• Material provided:
================================

PR #1427, opened 2025-01-31
OpenAPI bug fixes, remove unused properties, ignore split packages

MikeEdgar:
* Fix `@APIResponse` to remove unnecessary `Void` schema (cleans up warning in logs)
* Correct OAS filter to obtain the OIDC URL from configuration rather than the previously-used Quarkus property
* Remove unused Quarkus properties now that the extensions for Kafka and Apicurio are not used (we use the libraries directly rather than via extensions)
* Index the Kafka jar via properties
* Ignore split packages found in several Apicurio jars


MikeEdgar:
IMO we can disregard the lower coverage because it is limited to exceptions.

api/src/main/java/com/github/streamshub/console/api/support/OASModelFilter.java
```diff
@@ -117,12 +119,31 @@ public void filterOpenAPI(OpenAPI openAPI) {
...
-                    .map(schemes -> schemes.get("ConsoleSecurity"))
-                    .ifPresent(scheme -> scheme.setOpenIdConnectUrl(url)));
+        try {
+            Instance<ConsoleConfig> configInstance = CDI.current().select(ConsoleConfig.class);
+
+            if (configInstance.isResolvable()) {
+                consoleConfig = Optional.of(configInstance.get());
+            }
+        } catch (Exception e) {
+            // Ignore, expected at build time where CDI may not be available
```
jankalinic, line 131: Should we at least log it?

MikeEdgar: I looked a bit more closely and it turns out the filter will _not_ run at build time anyway, so I will refactor this slightly. The exception handling doesn't need to be split because of that.

jankalinic (approved):

PR #1463, opened 2025-02-18
fix: avoid use of NEXT_PUBLIC environment variables

MikeEdgar:
`NEXT_PUBLIC` variables are set at build time only and lead to unexpected behavior when they cannot be overridden at run time.


MikeEdgar:
This may need some additional adjustment to ensure no secret information is leaked to the client side - e.g. OIDC client secret.

PR #1251, opened 2024-03-28
feat(shared): migrate configs into shared package

### LINKED ISSUE #1190: [Subtask] - Share config files
Share libraries between Testnet Wallet backend and Testnet Boutique backend.
Identified shareable locations:

config/logger
config/knex

rico191013:
### Context

- fixes #1190


packages/shared/backend/src/configs/env.ts
```diff
@@ -0,0 +1,17 @@
+import { z } from 'zod'
```
dragosp1011, line 1: env file cannot be moved in shared as each app has different variables

packages/shared/backend/src/configs/knex.ts
```diff
@@ -2,6 +2,7 @@ import knex from 'knex'
 import { Env } from './env'
 
 export function createKnex(env: Env) {
+  console.log('database_url', env.DATABASE_URL)
```
dragosp1011, line 5: remove console.log

packages/shared/backend/src/configs/knex.ts
```diff
@@ -2,6 +2,7 @@ import knex from 'knex'
 import { Env } from './env'
 
 export function createKnex(env: Env) {
```
dragosp1011, line 4: define an interface for required fields in knex config instead of importing Env

dragosp1011 (approved):

PR #1253, opened 2024-03-28
fix: start background processing only if the app started

### LINKED ISSUE #1252: Background jobs are started despite application not being ready
There are multiple errors on starting the app from scratch.
Boutique app does not start because the background job is trying to query the db that is not yet ready.
Same in wallet - there are multiple queries to db to process pending transactions. The wallet is eventually starting after the connection to db is established.

The background jobs should start only if the application started successfully.
image

dragosp1011:
### Context

- fixes #1252

### DIFF
--- a/packages/boutique/backend/src/app.ts
+++ b/packages/boutique/backend/src/app.ts
@@ -132,7 +132,7 @@ export class App {
       .catch((err) => {
         logger.error('Error while trying to process pending payments')
         logger.error(err)
-        return true
+        return false
       })
       .then((trx) => {
         if (trx) {
--- a/packages/boutique/backend/src/index.ts
+++ b/packages/boutique/backend/src/index.ts
@@ -1,8 +1,8 @@
 import { createContainer } from './container'
 import { env } from './config/env'
 import { App } from './app'
-import * as console from "console";
-import * as process from "process";
+import * as console from 'console'
+import * as process from 'process'
 
 export const start = async (app: App): Promise<void> => {
   await app.startServer()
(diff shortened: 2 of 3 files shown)


packages/boutique/backend/src/index.ts
```diff
@@ -9,10 +11,14 @@ export const start = async (app: App): Promise<void> => {
 async function bootstrap() {
   const container = await createContainer(env)
   const app = new App(container)
-  await start(app).catch(async (e): Promise<void> => {
+  try {
+    await start(app)
+    await app.processResources()
+  } catch (e) {
+    console.log('Error on starting the app')
```
Tymmmy, line 18: should we leave in console logs?

dragosp1011: yes, the app is not initialised on this step yet

packages/boutique/backend/src/app.ts
```diff
@@ -132,7 +132,7 @@ export class App {
       .catch((err) => {
         logger.error('Error while trying to process pending payments')
         logger.error(err)
-        return true
+        return false
```
beniaminmunteanu, line 135: why is the return needed at all?

dragosp1011: yes, to setup the next execution

dragosp1011: with returning true, it was going inside the if with immediate execution and flooding the app with errors

beniaminmunteanu (approved):

Tymmmy (approved):

PR #1269, opened 2024-04-02
feat(shared): migrate cache into shared package

### LINKED ISSUE #1191: [Subtask] - Share cache files
Share libraries between Testnet Wallet backend and Testnet Boutique backend.
Identified shareable locations:

cache - implement redis and in-memory also

rico191013:
### Context

- fixes #1191


packages/boutique/backend/src/cache/one-click.ts
```diff
@@ -8,4 +8,7 @@ export type OneClickCacheData = {
   continueToken: string
 }
 
-export type OneClickCache = InMemoryCache<OneClickCacheData>
+export type OneClickCache = Cache<OneClickCacheData>
```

================================

• Task description:
All entries must be duplicated exactly, with none left out.

• Task output:
PR #1427, opened 2025-01-31
OpenAPI bug fixes, remove unused properties, ignore split packages

MikeEdgar:
* Fix `@APIResponse` to remove unnecessary `Void` schema (cleans up warning in logs)
* Correct OAS filter to obtain the OIDC URL from configuration rather than the previously-used Quarkus property
* Remove unused Quarkus properties now that the extensions for Kafka and Apicurio are not used (we use the libraries directly rather than via extensions)
* Index the Kafka jar via properties
* Ignore split packages found in several Apicurio jars


MikeEdgar:
IMO we can disregard the lower coverage because it is limited to exceptions.

api/src/main/java/com/github/streamshub/console/api/support/OASModelFilter.java
```diff
@@ -117,12 +119,31 @@ public void filterOpenAPI(OpenAPI openAPI) {
...
-                    .map(schemes -> schemes.get("ConsoleSecurity"))
-                    .ifPresent(scheme -> scheme.setOpenIdConnectUrl(url)));
+        try {
+            Instance<ConsoleConfig> configInstance = CDI.current().select(ConsoleConfig.class);
+
+            if (configInstance.isResolvable()) {
+                consoleConfig = Optional.of(configInstance.get());
+            }
+        } catch (Exception e) {
+            // Ignore, expected at build time where CDI may not be available
```
jankalinic, line 131: Should we at least log it?

MikeEdgar: I looked a bit more closely and it turns out the filter will _not_ run at build time anyway, so I will refactor this slightly. The exception handling doesn't need to be split because of that.

jankalinic (approved):

PR #1463, opened 2025-02-18
fix: avoid use of NEXT_PUBLIC environment variables

MikeEdgar:
`NEXT_PUBLIC` variables are set at build time only and lead to unexpected behavior when they cannot be overridden at run time.


MikeEdgar:
This may need some additional adjustment to ensure no secret information is leaked to the client side - e.g. OIDC client secret.

PR #1251, opened 2024-03-28
feat(shared): migrate configs into shared package

### LINKED ISSUE #1190: [Subtask] - Share config files
Share libraries between Testnet Wallet backend and Testnet Boutique backend.
Identified shareable locations:

config/logger
config/knex

rico191013:
### Context

- fixes #1190


packages/shared/backend/src/configs/env.ts
```diff
@@ -0,0 +1,17 @@
+import { z } from 'zod'
```
dragosp1011, line 1: env file cannot be moved in shared as each app has different variables

packages/shared/backend/src/configs/knex.ts
```diff
@@ -2,6 +2,7 @@ import knex from 'knex'
 import { Env } from './env'
 
 export function createKnex(env: Env) {
+  console.log('database_url', env.DATABASE_URL)
```
dragosp1011, line 5: remove console.log

packages/shared/backend/src/configs/knex.ts
```diff
@@ -2,6 +2,7 @@ import knex from 'knex'
 import { Env } from './env'
 
 export function createKnex(env: Env) {
```
dragosp1011, line 4: define an interface for required fields in knex config instead of importing Env

dragosp1011 (approved):

PR #1253, opened 2024-03-28
fix: start background processing only if the app started

### LINKED ISSUE #1252: Background jobs are started despite application not being ready
There are multiple errors on starting the app from scratch.
Boutique app does not start because the background job is trying to query the db that is not yet ready.
Same in wallet - there are multiple queries to db to process pending transactions. The wallet is eventually starting after the connection to db is established.

The background jobs should start only if the application started successfully.
image

dragosp1011:
### Context

- fixes #1252

### DIFF
--- a/packages/boutique/backend/src/app.ts
+++ b/packages/boutique/backend/src/app.ts
@@ -132,7 +132,7 @@ export class App {
       .catch((err) => {
         logger.error('Error while trying to process pending payments')
         logger.error(err)
-        return true
+        return false
       })
       .then((trx) => {
         if (trx) {
--- a/packages/boutique/backend/src/index.ts
+++ b/packages/boutique/backend/src/index.ts
@@ -1,8 +1,8 @@
 import { createContainer } from './container'
 import { env } from './config/env'
 import { App } from './app'
-import * as console from "console";
-import * as process from "process";
+import * as console from 'console'
+import * as process from 'process'
 
 export const start = async (app: App): Promise<void> => {
   await app.startServer()
(diff shortened: 2 of 3 files shown)


packages/boutique/backend/src/index.ts
```diff
@@ -9,10 +11,14 @@ export const start = async (app: App): Promise<void> => {
 async function bootstrap() {
   const container = await createContainer(env)
   const app = new App(container)
-  await start(app).catch(async (e): Promise<void> => {
+  try {
+    await start(app)
+    await app.processResources()
+  } catch (e) {
+    console.log('Error on starting the app')
```
Tymmmy, line 18: should we leave in console logs?

dragosp1011: yes, the app is not initialised on this step yet

packages/boutique/backend/src/app.ts
```diff
@@ -132,7 +132,7 @@ export class App {
       .catch((err) => {
         logger.error('Error while trying to process pending payments')
         logger.error(err)
-        return true
+        return false
```
beniaminmunteanu, line 135: why is the return needed at all?

dragosp1011: yes, to setup the next execution

dragosp1011: with returning true, it was going inside the if with immediate execution and flooding the app with errors

beniaminmunteanu (approved):

Tymmmy (approved):

PR #1269, opened 2024-04-02
feat(shared): migrate cache into shared package

### LINKED ISSUE #1191: [Subtask] - Share cache files
Share libraries between Testnet Wallet backend and Testnet Boutique backend.
Identified shareable locations:

cache - implement redis and in-memory also

rico191013:
### Context

- fixes #1191


packages/boutique/backend/src/cache/one-click.ts
```diff
@@ -8,4 +8,7 @@ export type OneClickCacheData = {
   continueToken: string
 }
 
-export type OneClickCache = InMemoryCache<OneClickCacheData>
+export type OneClickCache = Cache<OneClickCacheData>
```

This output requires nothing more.